Глубоко вздохнул старый волхв, и душа его рассталась с уставшим носить ее телом. Умер старец мудрый. Невидящими глазами вдаль уставился.

Закрыл глаза ему царевич Ваня и побежал обратно в клеть, где Поляна была. Та его ждала с нетерпением.

– Не принес я ключа, маменька, – тихо зарыдал мальчик, взяв ее за руки и прижавшись к решетке холодной.
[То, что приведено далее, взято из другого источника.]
PR #866, opened 2017-08-15
FIX: Check whether config.json changes

LaurenSpiegel:
Before overwriting config.json, confirm changes
have been made with env variables.

### DIFF
--- a/docker-entrypoint.sh
+++ b/docker-entrypoint.sh
@@ -94,8 +94,10 @@ if [[ "$RECORDLOG_ENABLED" ]]; then
     JQ_FILTERS_CONFIG="$JQ_FILTERS_CONFIG | .recordLog.enabled=true"
 fi
 
-jq "$JQ_FILTERS_CONFIG" config.json > config.json.tmp
-mv config.json.tmp config.json
+if [[ $JQ_FILTERS_CONFIG != "." ]]; then
+    jq "$JQ_FILTERS_CONFIG" config.json > config.json.tmp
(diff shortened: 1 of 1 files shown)


docker-entrypoint.sh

И стал он ей рассказывать обо всем, что узнал. Выслушала его Поляна. Ни разу не перебила, не вздохнула даже, а когда рассказ кончился, прижала сына к себе и через решетку с ним прощаться стала:

– Ступай сынок, обо мне не думай. Бери коня лихого, да скачи в царство Запорожское, к царю Владисвету. Выпроси, вымоли у него яблоки молодильные, и спаси Дубрава, отца своего, спаси свою Родину-матушку, землю, что тебя вспоила, взрастила и царевичем сделала. От меня же возьми благословение!

Попрощались царевич Ваня и Поляна Всеславовна, и разлучились, не зная, свидятся ли они опять или нет. Матушка в темнице сырой осталась, а сын из тюрьмы выбрался с помощью все той же мышки, обманув стражу спящую, и побежал к кухне, где когда-то поваренком служил. Забрался тихо и неслышно в горницу проник, где слуги да рабы царские спали. Нашел среди спящих Антошку и разбудил его. Когда тот проснулся, ему Ваня рот зажал, чтобы не закричал. Вместе во двор выбрались. Спрятались за конюшней в стогу сена душистого, и Ваня своему другу все рассказал. Антошка слушал, да ахал от удивления. И не верилось ему в рассказанное, да как не поверишь, коли Ваню на его глазах в темницу заперли, и все прочее произошло.

– Что делать велишь? – спросил он решительно под конец рассказа. – Все сделаю, что прикажешь.

– Сейчас я пехом из города выберусь и буду тебя ждать под Калиновым мостом. А ты сделай вид, что коней купать ведешь, а сам приготовь Сарацина верного, да ко мне его веди. Понял?

– Все понял, все сделаю! – горячо заверил царевича Антошка.

Так они и сделали. Царевич Ваня выбрался из царского дворца, что ему было легче легкого сделать, потому что он вырос в нем и знал здесь каждую щель, каждую дыру в заборе, каждый лаз. Потом так же незаметно покинул детинец. А там, среди посада беспрепятственно добрался до Калинова моста и под ним спрятался у самых городских ворот.